In contrast your other solutions guarantee that all the data is adjacent. It could help your performance if you align the structure so it crosses as few cache lines as possible.
vector is designed for resizable arrays. If you don't need to resize the arrays, use a regular C++ array. STL operations can generally operate on C++ arrays.
Do be sure to walk the array in the correct direction, i.e. across (consecutive memory addresses) rather than down. This will reduce cache faults.
My recommendation would be to use Boost.UBLAS, which provides fast matrix/vector classes.
To be fair depends on the algorithms you are using upon the matrix.
The double name[n*m] format is very fast when you are accessing data by rows both because has almost no overhead besides a multiplication and addition and because your rows are packed data that will be coherent in cache.

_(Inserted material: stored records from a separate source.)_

Issue #600, opened 2020-06-11
Bug: Async SequentialStream reads do not complete


Wraith2:
Based on the binary read benchmark in https://github.com/dotnet/SqlClient/issues/593#issuecomment-642833062 I tried the code below expecting the behaviour to be fast and found that it simply blocks indefinitely.

```csharp
            using var conn = new SqlConnection(ConnectionString);
            using var cmd = new SqlCommand("SELECT foo FROM data", conn);
            await conn.OpenAsync();
            using var reader = await cmd.ExecuteReaderAsync(
                System.Data.CommandBehavior.SequentialAccess
            );
            await reader.ReadAsync();
            using var stream =  reader.GetStream(0);
            using var memory = new MemoryStream(16 * 1024);

            await stream.CopyToAsync(memory);
            return (int)memory.Length;
```

This should work but freezes in a task wait after a single read cycle, the second read never completed. If you change it to standard mode it'll work but it does so by fetching the entire field and giving you a reader over the byte[]. So no workaround, this needs fixing if the team agree that it's a bug.

Edit: for clarity the problem is when multiple packets are needed. The current tests read from a single packet and thus do not do a network read.

cheenamalhotra:
Thanks @Wraith2 

Ack. Yes that does seem like an issue, if you have a proposed fix, let us know if you'd like to create PR, or we will start working on it soon.

cheenamalhotra:
Adding note: This issue is not reproducible in NetFx driver (for .NET Framework) so it should be investigated since when this issue has started to occur for .NET Core applications.

PR #603, opened 2020-06-14
Fix SqlSequentialStream multipacket reads stalling and add covering test

Wraith2:
Fixes https://github.com/dotnet/SqlClient/issues/600

When I reworked async infrastructure a couple of subtle errors crept in and because there was no covering test weren't visible. This corrects the problem and adds a test.

@cheenamalhotra @David-Engel I'd suggest that this go into 2.0.0 release.

### DIFF
--- a/src/Microsoft.Data.SqlClient/netcore/src/Microsoft/Data/SqlClient/SqlDataReader.cs
+++ b/src/Microsoft.Data.SqlClient/netcore/src/Microsoft/Data/SqlClient/SqlDataReader.cs
@@ -4517,14 +4517,23 @@ namespace Microsoft.Data.SqlClient
             SetTimeout(_defaultTimeoutMilliseconds);
 
             // Try to read without any continuations (all the data may already be in the stateObj's buffer)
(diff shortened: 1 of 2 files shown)


cheenamalhotra:
Hi @Wraith2 

This looks like a workaround but not the real issue fix.
The same code exists in NetFx project but does not cause any problems.

We should investigate when this issue was introduced in NetCore and fixing the real problem when it was introduced.

Wraith2:
The async changes I've made aren't in the fx codebase and they are what will have introduced the issue so I'm not surprised that it isn't reproducible on fx. 

It is intended to be the correct fix and not a workaround though. I debugged through for a quite a while and I was satisfied that there wasn't a huge underlying problem but that it was due to the changes from async captures to using a state object.

Wraith2:
It'll have been introduced in https://github.com/dotnet/SqlClient/pull/328

cheenamalhotra:
We'll take it in for GA.

Wraith2:
Excellent thanks.

PR #606, opened 2020-06-16
WIP | Suggested fix for Multiple Active Result sets in Managed SNI

JRahnama:
This might be the solution for Multiple Active Result Sets (MARS)  [Issue 422](https://github.com/dotnet/SqlClient/issues/422).

According to [Microsoft Documentation](https://docs.microsoft.com/en-us/dotnet/api/system.threading.tasks.taskcontinuationoptions?view=netcore-3.1) The `DenyChildAttach` will make each child task (that is, any nested inner task created by this continuation) to not be attached to parent task and to execute as a detach child task. Changing this to ExecuteSynchronously, Specifies that the continuation task should be executed synchronously. With this option specified, the continuation runs on the same thread that causes the antecedent task to transition into its final state. If the antecedent is already complete when the continuation is created, the continuation will run on the thread that creates the continuation.
@Wraith2

### DIFF
--- a/src/Microsoft.Data.SqlClient/netcore/src/Microsoft/Data/SqlClient/SNI/SNIPacket.cs
+++ b/src/Microsoft.Data.SqlClient/netcore/src/Microsoft/Data/SqlClient/SNI/SNIPacket.cs
@@ -257,7 +257,7 @@ namespace Microsoft.Data.SqlClient.SNI
                     continuationAction: _readCallback,
                     state: callback,
                     CancellationToken.None,
-                    TaskContinuationOptions.DenyChildAttach,
+                    TaskContinuationOptions.ExecuteSynchronously,
                     TaskScheduler.Default
                 );
         }


Wraith2:
It's worth a try but I'm sceptical.

from https://blog.stephencleary.com/2015/01/a-tour-of-task-part-7-continuations.html

"The “parenting options” control how the continuation task is attached to the antecedent task. Attached child tasks change the behavior of their parent task in ways that are convenient in some dynamic task parallelism scenarios, but are unexpected and awkward anywhere outside that (extremely small) use case. AttachedToParent will attach the continuation as a child task of the antecedent task. In modern code, you almost never want this option; more importantly, you almost never want other code to attach child tasks to your tasks. For this reason, the DenyChildAttach option was introduced in .NET 4.5, which prevents any continuations from using AttachedToParent.
"

So denying child attach is probably still the right thing to do. 
Allowing synchronous execution is probably ok in situations where you know you're not going to have to wait (so the data is already at the os level waiting to be picked up, same sort of situation you'd want to use a ValueTask I think) but if it isn't already there we may see perf problems. 

Lets see what happens.

JRahnama:
@Wraith2 

> Attached child tasks change the behavior of their parent task in ways that are convenient in some dynamic task parallelism scenarios, but are unexpected and awkward anywhere outside that (extremely small) use case.

This could be solved, in case other attempts failed (it just came to my mind right now and I dont know the side effects or any problem with it yet) by changing the design to have two different implementations inside  ReadFromStreamAsync with _fMars bool vaue from TdsParser. If Mars is activated then it attaches the child otherwise it will Deny that.


> Lets see what happens.
Totally agree. Time will show how the fix will go.

PR #608, opened 2020-06-17
WIP | Managed SNI, Add single threaded task scheduler 

Wraith2:
To avoid thread pool starvation handle receipts very specifically on a dedicated thread by using a custome task scheduler. No waits must be performed on this thread and execution must be pushed back to the standard thread pool for user callbacks and data handling.

### DIFF
--- a/src/Microsoft.Data.SqlClient/netcore/src/Microsoft/Data/SqlClient/SNI/SNITaskScheduler.cs
+++ b/src/Microsoft.Data.SqlClient/netcore/src/Microsoft/Data/SqlClient/SNI/SNITaskScheduler.cs
@@ -1,0 +1,59 @@
+﻿// Licensed to the .NET Foundation under one or more agreements.
+// The .NET Foundation licenses this file to you under the MIT license.
+// See the LICENSE file in the project root for more information.
+
+using System;
+using System.Collections.Concurrent;
+using System.Collections.Generic;
+using System.Threading;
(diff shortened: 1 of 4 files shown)


src/Microsoft.Data.SqlClient/netcore/src/Microsoft/Data/SqlClient/SNI/SNITaskScheduler.cs
```diff
@@ -0,0 +1,59 @@
...
+            _thread.Start();
+        }
+
+        private void ExecuteThreadStart()
+        {
+            foreach (Task task in _tasks.GetConsumingEnumerable())
+            {
+                TryExecuteTask(task);
+            }
+        }
```
David-Engel, line 45: If anything throws an exception in here, does the thread die?

Wraith2: Probably. The code that can run on the thread is heavily constrained to a small part of the SNI receive loop and it's all inside this library so the opportunity for crashing should be quite low but I acknowledge the point that if this approach proves useful it would need protecting.

Wraith2:
Closing because unix testing has indicated that windows and unix SNI don't work the same way with this fix. It fixed the problem on windows only. /cc @JRahnama

PR #618, opened 2020-06-19
Merge more shared files

Wraith2:
This is another chunk of code mostly shared between the netfx and netcore codebases.
The majority of files needed tiny changes like Bool to bool, whitespace or other harmless changes. Two files I've put a [Serializable] attribute in a 'NETFRAMEWORK define after checking that the symbol is only defined (by the msbuild not the csproj files) on netfx builds.

The only file changed not merged and moved is SqlBuffer. I synced most harmless changes from core to netfx but left out functional changes.


src/Microsoft.Data.SqlClient/src/Microsoft/Data/SqlClient/ApplicationIntent.cs
```diff
@@ -0,0 +1,19 @@
+// Licensed to the .NET Foundation under one or more agreements.
+// The .NET Foundation licenses this file to you under the MIT license.
+// See the LICENSE file in the project root for more information.
+
+namespace Microsoft.Data.SqlClient
+{
+    /// <include file='../../../../../../doc/snippets/Microsoft.Data.SqlClient/ApplicationIntent.xml' path='docs/members[@name="ApplicationIntent"]/ApplicationIntent/*'/>
+#if NETFRAMEWORK
```
cheenamalhotra, line 8: `NETFRAMEWORK` isn't recognized for .NET Framework implicitly.
You'll need to add `DefineConstants` in csproj and register this constant (similar to [here](https://github.com/dotnet/SqlClient/pull/597/files#diff-eb4be71042e9e5d81f7b29c13ab6d27cR23)).
Would recommend registering as `netfx` (uniform with folder arch and existing constants).

src/Microsoft.Data.SqlClient/src/Microsoft/Data/SqlClient/PoolBlockingPeriod.cs
```diff
@@ -0,0 +1,22 @@
+﻿// Licensed to the .NET Foundation under one or more agreements.
+// The .NET Foundation licenses this file to you under the MIT license.
+// See the LICENSE file in the project root for more information.
+
+namespace Microsoft.Data.SqlClient
+{
+#if NETFRAMEWORK
```
cheenamalhotra, line 7: Same as before:
NETFRAMEWORK isn't recognized for .NET Framework implicitly.

src/Microsoft.Data.SqlClient/netfx/src/Microsoft/Data/SqlClient/SqlBuffer.cs
```diff
@@ -42,55 +41,67 @@ internal enum StorageType
         internal struct DateTimeInfo
         {
             // This is used to store DateTime
-            internal Int32 daypart;
-            internal Int32 timepart;
+            internal int daypart;
```
cheenamalhotra, line 44: Could you exclude this file changes as part of this PR?
I don't mind the changes, but not necessarily here.

src/Microsoft.Data.SqlClient/src/Microsoft/Data/SqlClient/ApplicationIntent.cs
cheenamalhotra: @Wraith2 we need the constants applied in solution, which doesn't seem to happen when working in Visual Studio.

image

Including it in csproj will guarantee that.

src/Microsoft.Data.SqlClient/netfx/src/Microsoft/Data/SqlClient/SqlBuffer.cs
cheenamalhotra: I also wanted to mention.. there's a more changes than this required to make types uniform. I've seen this before but I believe a separate PR to make all primitive type changes would be better.

src/Microsoft.Data.SqlClient/src/Microsoft/Data/SqlClient/ApplicationIntent.cs
Wraith2: If you use /bl to get the binlog you can look at the full set of defines that are produced and you'll find NETFRAMEWORK is in there only if you're building for a framework target. There's a similar one for netcore but I didn't need that. So it doesn't need to be defined because it's already an integral part of the build system multi framework targeting.

src/Microsoft.Data.SqlClient/netfx/src/Microsoft/Data/SqlClient/SqlBuffer.cs
Wraith2: There are many other files that need primitive changes like this but I chose to try and keep this PR small so I stopped once I reached 30 changes. I'll revert this file an put it in another batch.

src/Microsoft.Data.SqlClient/src/Microsoft/Data/SqlClient/ApplicationIntent.cs
cheenamalhotra: I believe that's true, but my concern is for developer experience. If we continue to use this for future developments, it would never load source code that applies to .NET Framework in IDE when testing/debugging applications. So maybe IDE is to blame, but that constant isn't available by default in Visual Studio.

Wraith2: Ok, define added.

src/Microsoft.Data.SqlClient/src/Microsoft/Data/SqlClient/PoolBlockingPeriod.cs
```diff
@@ -0,0 +1,22 @@
...
+    [System.Serializable]
+#endif
+    /// <include file='../../../../../../doc/snippets/Microsoft.Data.SqlClient/PoolBlockingPeriod.xml' path='docs/members[@name="PoolBlockingPeriod"]/PoolBlockingPeriod/*'/>
```
cheenamalhotra, line 10:
```suggestion
    /// <include file='../../../../../../doc/snippets/Microsoft.Data.SqlClient/PoolBlockingPeriod.xml' path='docs/members[@name="PoolBlockingPeriod"]/PoolBlockingPeriod/*'/>
#if NETFRAMEWORK
    [System.Serializable]
#endif
```

Wraith2: Done.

If your algorithms access column ordered data then other layouts might have much better cache coherence. If your algorithm access data in quadrants of the matrix even other layouts might be better.
Try to make some research directed at the type of usage and algorithms you are using. That is specially important if the matrix are very large, since cache misses may hurt your performance way more than needing 1 or 2 extra math operations to access each address.
You could just as easily do vector< double >( n*m );
You may want to look at the Eigen C++ template library at http://eigen.tuxfamily.org/ . It generates AltiVec or sse2 code to optimize the vector/matrix calculations.
There is the uBLAS implementation in Boost. It is worth a look.
http://www.boost.org/doc/libs/1_36_0/libs/numeric/ublas/doc/matrix.htm
Another related library is Blitz++: http://www.oonumerics.org/blitz/docs/blitz.html
Blitz++ is designed to optimize array manipulation.
I have done this some time back for raw images by declaring my own 2 dimensional array classes.
In a normal 2D array, you access the elements like:
array[2][3]. Now to get that effect, you'd have a class array with an overloaded
[] array accessor. But, this would essentially return another array, thereby giving
you the second dimension.
The problem with this approach is that it has a double function call overhead.
The way I did it was to use the () style overload.
So instead of
array[2][3], change I had it do this style array(2,3).
That () function was very tiny and I made sure it was inlined.
See this link for the general concept of that:
http://www.learncpp.com/cpp-tutorial/99-overloading-the-parenthesis-operator/
You can template the type if you need to.
The difference I had was that my array was dynamic. I had a block of char memory I'd declare. And I employed a column cache, so I knew where in my sequence of bytes the next row began. Access was optimized for accessing neighbouring values, because I was using it for image processing.
It's hard to explain without the code but essentially the result was as fast as C, and much easier to understand and use.